PR #1127, opened 2024-04-02
Remove unnecessary clones from pubsub codepaths.

nihohit:

PR #1224, opened 2024-06-14
Fix compilation break.

nihohit:
Introduced by https://github.com/redis-rs/redis-rs/pull/1096 not being rebased over https://github.com/redis-rs/redis-rs/pull/1127 when tested.


nihohit:
benchmark fails because main can't compile, so it can't compare results.
nightly fails due to a check that seems to be broken - https://github.com/rust-lang/rust/issues/123748#issuecomment-2167530990

Issue #1228, opened 2024-06-19
Warning about Rust 2024 with the newest Nightly Compiler: `this function depends on never type fallback being ()`


kamulos:
In my code I often use code that ignores the return value of operations like `set`:

```rust
use redis::{Commands, Connection, RedisError};

fn do_something(connection: &mut Connection) -> Result<(), RedisError> {
    connection.set("test", "test_data")?;
    Ok(())
}
```

Now with the newest nightly compiler I get the following warning:

```
warning: this function depends on never type fallback being `()`
 --> src/main.rs:3:1
  |
3 | pub fn do_something(connection: &mut Connection) -> Result<(), RedisError> {
  | ^^^^^^^^^^^^^^^^^^^^^^^^^^^^^^^^^^^^^^^^^^^^^^^^^^^^^^^^^^^^^^^^^^^^^^^^^^
  |
  = warning: this was previously accepted by the compiler but is being phased out; it will become a hard error in a future release!
  = note: for more information, see issue #123748 <https://github.com/rust-lang/rust/issues/123748>
  = help: specify the types explicitly
note: in edition 2024, the requirement `!: FromRedisValue` will fail
 --> src/main.rs:4:16
  |
4 |     connection.set("test", "test_data")?;
  |                ^^^
  = note: `#[warn(dependency_on_unit_never_type_fallback)]` on by default
```

Now I don't entirely understand what's going on here, but this warning seems to be fixable for me like this:

```diff
- connection.set("test", "test_data")?;
+ let _: () = connection.set("test", "test_data")?;
```

This is just not very convenient nor pretty. Am I doing something wrong? Is there any way the `redis` crate can mute this warning?

nihohit:
I'm looking into this, but ATM I'm not sure how to solve this on the crate side.

kamulos:
Hmm, just tried it again. I think this could basically be the following situation:

```rust
#![feature(never_type)]

trait Constructible {
    fn construct() -> Self;
}

impl Constructible for () {
    fn construct() -> Self {
        ()
    }
}

// impl Constructible for ! {
//     fn construct() -> Self {
//         loop {}
//     }
// }

fn generic_return<T: Constructible>() -> Result<T, ()> {
    Ok(T::construct())
}

fn main() -> Result<(), ()> {
    generic_return()?;
    Ok(())
}
```

If I enable the implementation for `!`, the warning goes away. Unfortunately I still don't understand it...

nihohit:
[...]

PR #1229, opened 2024-06-19
Fix nightly compilation warnings.

nihohit:
Adds missing generic declarations or return types for `()`, when until the 2024 edition ! was inferred. This fixes this warning:

```
warning: this function depends on never type fallback being `()`
 --> redis/examples/async-await.rs:4:7
  |
4 | async fn main() -> redis::RedisResult<()> {
  |       ^^^^^^^^^^^^^^^^^^^^^^^^^^^^^^^^^^^
  |
  = warning: this was previously accepted by the compiler but is being phased out; it will become a hard error in a future release!
  = note: for more information, see issue #123748 <https://github.com/rust-lang/rust/issues/123748>
  = help: specify the types explicitly
note: in edition 2024, the requirement `!: FromRedisValue` will fail
 --> redis/examples/async-await.rs:8:9
  |
8 |     con.set("key1", b"foo").await?;
  |         ^^^
  = note: `-D dependency-on-unit-never-type-fallback` implied by `-D warnings`
  = help: to override `-D warnings` add `#[allow(dependency_on_unit_never_type_fallback)]`
```

In order to make this easier, this also changes the generics used in `Cmd/Pipeline::query_async`/`Script::invoke_async`, so that the function declaration would only need to define a single generic value. This changed the usage from `cmd.query_async::<_, ()>(&mut conn).await;` to `cmd.query_async::<()>(&mut conn).await;`. This was done since the compiler doesn't always suggest to use `_` for the connection type, so the user might think they need to give a concrete connection type, which might be onerous to the user.
This can be reverted and replaced with `let _: () = cmd.query_async(&mut conn).await;`, as is done with other calls.

### DIFF
--- a/redis/src/pipeline.rs
+++ b/redis/src/pipeline.rs
@@ -196,7 +196,7 @@ impl Pipeline {
     /// ```rust,no_run
     /// # let client = redis::Client::open("redis://127.0.0.1/").unwrap();
     /// # let mut con = client.get_connection().unwrap();
-    /// let _ : () = redis::pipe().cmd("PING").query(&mut con).unwrap();
+    /// redis::pipe().cmd("PING").query::<()>(&mut con).unwrap();
     /// ```
     ///
     /// NOTE: A Pipeline object may be reused after `query()` with all the commands as were inserted
@@ -204,7 +204,18 @@ impl Pipeline {
     ///       it is necessary to call the `clear()` before inserting new commands.
     #[inline]
     pub fn execute(&self, con: &mut dyn ConnectionLike) {
-        self.query::<()>(con).unwrap();
+        self.exec(con).unwrap();
+    }
+
+    /// This is a shortcut to `query`, to avoid having to define generic bounds for `()`.
+    pub fn exec(&self, con: &mut dyn ConnectionLike) -> RedisResult<()> {
+        self.query::<()>(con)
+    }
+
+    /// This is a shortcut to `query_async`, to avoid having to define generic bounds for `()`.
+    #[cfg(feature = "aio")]
+    pub async fn exec_async(&self, con: &mut impl crate::aio::ConnectionLike) -> RedisResult<()> {
+        self.query_async::<()>(con).await
     }
 }
 
--- a/redis/src/pipeline.rs
+++ b/redis/src/pipeline.rs
@@ -203,16 +203,24 @@ impl Pipeline {
     ///       to them. In order to clear a Pipeline object with minimal memory released/allocated,
     ///       it is necessary to call the `clear()` before inserting new commands.
     #[inline]
+    #[deprecated(note = "Use Cmd::exec + unwrap, instead")]
     pub fn execute(&self, con: &mut dyn ConnectionLike) {
         self.exec(con).unwrap();
     }
 
-    /// This is a shortcut to `query`, to avoid having to define generic bounds for `()`.
+    /// This is an alternative to `query`` that can be used if you want to be able to handle a
+    /// command's success or failure but don't care about the command's response. For example,
+    /// this is useful for "SET" commands for which the response's content is not important.
+    /// It avoids the need to define generic bounds for ().
+    #[inline]
     pub fn exec(&self, con: &mut dyn ConnectionLike) -> RedisResult<()> {
         self.query::<()>(con)
     }
 
-    /// This is a shortcut to `query_async`, to avoid having to define generic bounds for `()`.
+    /// This is an alternative to `query_async` that can be used if you want to be able to handle a
+    /// command's success or failure but don't care about the command's response. For example,
+    /// this is useful for "SET" commands for which the response's content is not important.
+    /// It avoids the need to define generic bounds for ().
     #[cfg(feature = "aio")]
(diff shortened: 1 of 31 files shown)


jaymell:
Yowza

nihohit:
> Yowza

a-yup.

nihohit:
https://github.com/redis-rs/redis-rs/issues/1228

jaymell:
I just wonder if there's a better way we can solve this. Maybe different methods if you're not anticipating a result, that exxplicitly return `Result<()>`?

jaymell:
> We can definitely add a `call/_async` functions that return `RedisResult<()>`, or `exec/_async` (although in such a case I would consider deprecating `execute` in order to remove confusion between similarily named functions), 

Yep I think deprecating `execute` is definitely a good idea.

> but I'm not sure about how easy would it be to find these functions.

What do you mean exactly here?
 
> I'd also be happy to somehow solve the issue for all of the `set`s around, but I'm not sure what's the solution then.

What if we modify the macros, or add a separate one for write-only commands that calls `exec_async` instead of `query_async` / with a hard-coded return value of `RedisResult<()>`? I guess that could get tricky for variants of commands that potentially return things, ie `SET ... GET`, but we could probably handle most of the use cases.

nihohit:
> > but I'm not sure about how easy would it be to find these functions.

> What do you mean exactly here?

mostly discoverability. we'll need to add those functions to the docs, and explain when to use one function or the other.

> What if we modify the macros, or add a separate one for write-only commands that calls exec_async instead of query_async / with a hard-coded return value of RedisResult<()>?

If we modify the macros to change the return type, it's a breaking change. If anyone anywhere expects the result of `set` to be `String`, their code will be broken. If we add a new set of macros, then we'll need to guide users when to use one set or the other, not to mention adding verbosity in the case when a user imports both macros, and needs to explain to the compiler which `set` did they intend. 
And above that, we'd need to actually go through the code and understand which commands should be changed. There are quite a few set variants.

jaymell:
> If we modify the macros to change the return type, it's a breaking change. If anyone anywhere expects the result of set to be String, their code will be broken. If we add a new set of macros, then we'll need to guide users when to use one set or the other, not to mention adding verbosity in the case when a user imports both macros, and needs to explain to the compiler which set did they intend.
> And above that, we'd need to actually go through the code and understand which commands should be changed. There are quite a few set variants.

Yep, there are a lot of potential issues here, but I think there could be other solutions. The high-level command API in this library is already confusing to many people, and I feel like having to specify even more generics is going to make the problem worse.

nihohit:
@jaymell I added `exec/_async` (didn't deprecate `execute` yet - I'm undecided about that, since we have enough breaking changes ATM).
As for the macros system - I'm not sure what/how/where to do it in a way that will minimize the damage.

nihohit:
BTW, I think that we need nightly to generate docs, so we should fix this before the next release 🤦 .

jaymell:
> @jaymell I added exec/_async (didn't deprecate execute yet - I'm undecided about that, since we have enough breaking changes ATM).

I'll defer to you, but I'm totally in favor of deprecating here. What's one more breaking change? :shrug: More seriously, though, the `unwrap` in there is just bad from my perspective. I'd have advocated for this much earlier if I realized the command existed :rofl: :sob:

redis/src/pipeline.rs
```diff
@@ -193,15 +193,26 @@ impl Pipeline {
...
     /// NOTE: A Pipeline object may be reused after `query()` with all the commands as were inserted
     ///       to them. In order to clear a Pipeline object with minimal memory released/allocated,
     ///       it is necessary to call the `clear()` before inserting new commands.
     #[inline]
     pub fn execute(&self, con: &mut dyn ConnectionLike) {
-        self.query::<()>(con).unwrap();
+        self.exec(con).unwrap();
+    }
+
+    /// This is a shortcut to `query`, to avoid having to define generic bounds for `()`.
```
jaymell, line 207: I wonder if we can word this a bit more simply/descriptively, something like:

> This is an alternative to `query` that can be used if you want to be able to handle a command's success or failure but don't care about the command's response. For example, this is useful for "write" commands for which the response other is not important. It avoids the need to define generic bounds for `()`.

redis/src/pipeline.rs
```diff
@@ -193,15 +193,26 @@ impl Pipeline {
...
+    pub fn exec(&self, con: &mut dyn ConnectionLike) -> RedisResult<()> {
+        self.query::<()>(con)
+    }
+
+    /// This is a shortcut to `query_async`, to avoid having to define generic bounds for `()`.
```
jaymell, line 212: ... and same here of course.

jaymell:
>  As for the macros system - I'm not sure what/how/where to do it in a way that will minimize the damage.

I'm not sure either. I'm even imagining something like a set of commands with `_no_return` appended to the name, but I don't think that's much of an improvement. I think what you've got here is about as good as we're going to get for now.

jaymell (approved):

nihohit:
@ckcr4lyf you're right. fixed that.

PR #1232, opened 2026-03-15
mcp: harden fail-open degraded mode

### LINKED ISSUE #962: feature request: add 'fail open' mode for MCP multiplexing
## Current Behavior

When using a multiplexed MCP server, if one upstream server has issues (deployment failure, connection error, unreachable), the entire multiplexed connection fails and **all tools from all servers disappear**. Clients cannot access any tools, even from healthy servers.

## Expected Behavior

When at least one multiplexed server is healthy:
- Show tools from all reachable servers
- Hide or mark tools from unreachable servers
- Healthy tools remain accessible during partial outages

Multiplexed MCP servers commonly serve tools from multiple teams. Single team deployment failures should not break tooling for all other teams.

### LINKED ISSUE #1029: MCP: graceful degradation when a stdio target fails to start
## Problem

When an MCP backend has multiple stdio targets and one of them fails to start (e.g., binary not found, npm package not installed, process crash), the **entire MCP session fails** — no tools from any target are available to the client.

This is because `setup_connections()` in `mcp/upstream/mod.rs` uses the `?` operator in a loop over all targets:

```rust
pub(crate) fn setup_connections(&mut self) -> anyhow::Result<()> {
    for tgt in &self.backend.targets {
        debug!("initializing target: {}", tgt.name);
        let transport = self.setup_upstream(tgt.as_ref())?;  // ← fails entire setup
        self.by_name.insert(tgt.name.clone(), Arc::new(transport));
    }
    Ok(())
}
```

### Reproduction

```yaml
binds:
- port: 3000
  listeners:
  - routes:
    - backends:
      - mcp:
          targets:
          - name: context7        # ✅ installed, works fine
            stdio:
              cmd: npx
              args: ["-y", "@upstash/context7-mcp"]
          - name: github          # ❌ binary not installed
            stdio:
              cmd: github-mcp-server
              args: ["stdio"]
```

Client sends `initialize` → receives HTTP 500:
```
mcp: fail to create session: failed to run command '"github-mcp-server"'
```

The `context7` target was healthy, but the client gets zero tools.

### Expected behavior

The gateway should initialize all targets it can, skip the ones that fail, and serve tools from the healthy targets. Failed targets should be logged as warnings.

### Proposed solution

**Option A: Continue on error (default behavior change)**

Modify `setup_connections()` to log errors and continue:

```rust
pub(crate) fn setup_connections(&mut self) -> anyhow::Result<()> {
    for tgt in &self.backend.targets {
        debug!("initializing target: {}", tgt.name);
        match self.setup_upstream(tgt.as_ref()) {
            Ok(transport) => {
                self.by_name.insert(tgt.name.clone(), Arc::new(transport));
            }
            Err(e) => {
                warn!("failed to initialize target '{}', skipping: {}", tgt.name, e);
            }
        }
    }
    if self.by_name.is_empty() {
        anyhow::bail!("all MCP targets failed to initialize");
    }
    Ok(())
}
```

**Option B: Per-target config field**

Add an `optional: bool` (default `false`) field to the target spec so users can control which targets are allowed to fail:

```yaml
- name: github
  optional: true    # skip if binary not found
  stdio:
    cmd: github-mcp-server
    args: ["stdio"]
```

**Option C: Both** — make all targets fail-soft by default, and add a `required: true` field for targets that must succeed.

### Use case

We're building an AI agent runtime ([heartbit](https://github.com/anthropics/heartbit)) that uses agentgateway as a single MCP aggregation layer. Our config has 10+ targets (filesystem, git, context7, github, playwright, brave-search, etc.). Users install what they need and leave the rest. Today, one missing binary makes the entire gateway unusable.

### Environment

- agentgateway built from source (commit `1f5765f`)
- Targets: mix of stdio (npx, Go binaries) and remote HTTP
- Client: Rust MCP client using Streamable HTTP protocol `2025-03-26`

### LINKED ISSUE #1162: MCP backend with 0 targets causes HTTP GET looping between client and gateway
When an MCP backend selects 0 targets, such as when using the `selector` field, MCP flow breaks with repeated GET requests occurring from the client.

```
kind: AgentgatewayBackend
metadata:
  name: mcp-backend
spec:
  mcp:
    targets:
      - name: mcp-server
        selector:
          services:
            matchLabels:
              app: mcp-server
```

Sample capture:

Image

apexlnc:
This hardens MCP degraded-mode behavior so multiplexed backends can keep serving healthy targets without hanging, looping, or corrupting resumable session state.

The original `failureMode` work was meant to cover three concrete failure cases:
- `#1162`: zero-target MCP backends should not trap clients in a reconnect loop
- `#1029`: `failOpen` should skip bad targets, but still fail if every configured target is unusable
- `#962`: one bad upstream should not take down the rest of a multiplexed MCP session

This change makes that behavior consistent across init, runtime fanout, and session resume.

At init time, `failOpen` now allows partial success but still returns `NoBackends` when all configured targets fail. Zero configured targets remain a special case so we do not regress the zero-target handling behind `#1162`. The `failureMode` setting is also threaded through the controller, local config, schema, and MCP runtime so the configured behavior is preserved end to end.

At runtime, multiplexed fanout now degrades correctly when individual upstreams fail. That includes the legacy SSE path, which was the sharp edge here: a dead legacy SSE transport could leave pending requests orphaned and hang the whole downstream request. This change makes wrapped transports fail pending work, fail fast once dead, and treat dead legacy SSE upstreams as unavailable for the rest of that downstream session instead of trying to silently rejoin mid-session. That keeps healthy stdio, SSE, and streamable HTTP targets serving without introducing questionable session semantics for non-resumable transports.

For resumable streamable HTTP MCP sessions, persisted upstream session state is now keyed by target name. New session handles include an optional target field, and resume restores by target identity instead of positional zip. Old handles without target names still use the legacy positional path, so existing session IDs remain readable. This avoids misbinding persisted sessions when `failOpen` changes the initialized target set.

Most of the diff is test coverage plus generated/schema updates from wiring the config surface through. The behavior changes themselves are concentrated in the MCP relay, upstream transport wrappers, and resume logic.

Fixes #1162
Fixes #1029
Fixes #962

### DIFF
--- a/controller/api/v1alpha1/agentgateway/agentgateway_backend_types.go
+++ b/controller/api/v1alpha1/agentgateway/agentgateway_backend_types.go
@@ -337,8 +337,8 @@ type MCPBackend struct {
 	SessionRouting SessionRouting `json:"sessionRouting,omitempty"`
 
 	// FailureMode controls behavior when MCP targets fail to initialize or
-	// become unavailable at runtime. "failOpen" skips failed targets and
-	// continues serving from healthy ones. "failClosed" (default) fails the
+	// become unavailable at runtime. "FailOpen" skips failed targets and
+	// continues serving from healthy ones. "FailClosed" (default) fails the
 	// entire session if any target fails.
 	// +optional
 	FailureMode FailureMode `json:"failureMode,omitempty"`
@@ -346,12 +346,12 @@ type MCPBackend struct {
 
 const (
 	// FailClosed fails the entire MCP session if any target fails.
-	FailClosed FailureMode = "failClosed"
+	FailClosed FailureMode = "FailClosed"
 	// FailOpen skips failed targets and continues serving from healthy ones.
-	FailOpen FailureMode = "failOpen"
+	FailOpen FailureMode = "FailOpen"
 )
 
-// +kubebuilder:validation:Enum=failOpen;failClosed
+// +kubebuilder:validation:Enum=FailOpen;FailClosed
 type FailureMode string
 
 // McpTargetSelector defines the MCPBackend target to use for this backend.
--- a/controller/api/v1alpha1/agentgateway/agentgateway_backend_types.go
+++ b/controller/api/v1alpha1/agentgateway/agentgateway_backend_types.go
@@ -335,7 +335,24 @@ type MCPBackend struct {
 	// Defaults to Stateful if not set.
 	// +optional
 	SessionRouting SessionRouting `json:"sessionRouting,omitempty"`
+
+	// FailureMode controls behavior when MCP targets fail to initialize or
+	// become unavailable at runtime. "failOpen" skips failed targets and
+	// continues serving from healthy ones. "failClosed" (default) fails the
+	// entire session if any target fails.
+	// +optional
+	FailureMode FailureMode `json:"failureMode,omitempty"`
 }
+
+const (
+	// FailClosed fails the entire MCP session if any target fails.
+	FailClosed FailureMode = "failClosed"
+	// FailOpen skips failed targets and continues serving from healthy ones.
+	FailOpen FailureMode = "failOpen"
+)
+
+// +kubebuilder:validation:Enum=failOpen;failClosed
+type FailureMode string
 
 // McpTargetSelector defines the MCPBackend target to use for this backend.
 // +kubebuilder:validation:ExactlyOneOf=selector;static
--- a/api/resource.pb.go
+++ b/api/resource.pb.go
@@ -1457,6 +1457,54 @@ func (MCPBackend_PrefixMode) EnumDescriptor() ([]byte, []int) {
 	return file_resource_proto_rawDescGZIP(), []int{51, 1}
 }
 
+// failure_mode controls behavior when MCP targets fail to initialize or
+// become unavailable at runtime. Defaults to FAIL_CLOSED.
+type MCPBackend_FailureMode int32
+
+const (
+	MCPBackend_FAIL_CLOSED MCPBackend_FailureMode = 0
+	MCPBackend_FAIL_OPEN   MCPBackend_FailureMode = 1
+)
+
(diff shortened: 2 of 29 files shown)


razashariff:
Fail-open degradation is a critical security gap for MCP gateways. MCPS (MCP Secure) takes the opposite approach -- fail-closed by default, with no configuration toggle to silently degrade.

Every request must carry a valid ECDSA P-256 signature from a recognized agent passport. If the Trust Authority is unreachable, messages are rejected, not silently passed through. For offline/air-gapped environments, CRL (Certificate Revocation List) distribution provides offline revocation checking without falling back to fail-open.

The identity layer (agent passports with trust levels L0-L4) gives RBAC policies something unforgeable to bind to. Without cryptographic identity, access control rules are unenforceable against spoofed agents.

npm: `mcp-secure` (zero dependencies). IETF: draft-sharif-mcps-secure-mcp. agentsign.dev

controller/api/v1alpha1/agentgateway/agentgateway_backend_types.go
```diff
@@ -335,8 +335,25 @@ type MCPBackend struct {
...
 }
 
+const (
+	// FailClosed fails the entire MCP session if any target fails.
+	FailClosed FailureMode = "failClosed"
+	// FailOpen skips failed targets and continues serving from healthy ones.
+	FailOpen FailureMode = "failOpen"
+)
+
+// +kubebuilder:validation:Enum=failOpen;failClosed
```
howardjohn: All of our other types are like 

```
365:// +kubebuilder:validation:Enum=Stateful;Stateless
409:// +kubebuilder:validation:Enum=StreamableHTTP;SSE
```

so would make it FailOpen, FailClosed

howardjohn (commented):
Nice!

howardjohn (approved):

◆ **Problem details**: Everything above from the line containing "mcp: harden fail-open degraded mode" down to the line containing "## Current Behavior" is to be transcribed exactly, with both of those lines included and nothing else added.

◆ **Finished exercise**:
mcp: harden fail-open degraded mode

### LINKED ISSUE #962: feature request: add 'fail open' mode for MCP multiplexing
## Current Behavior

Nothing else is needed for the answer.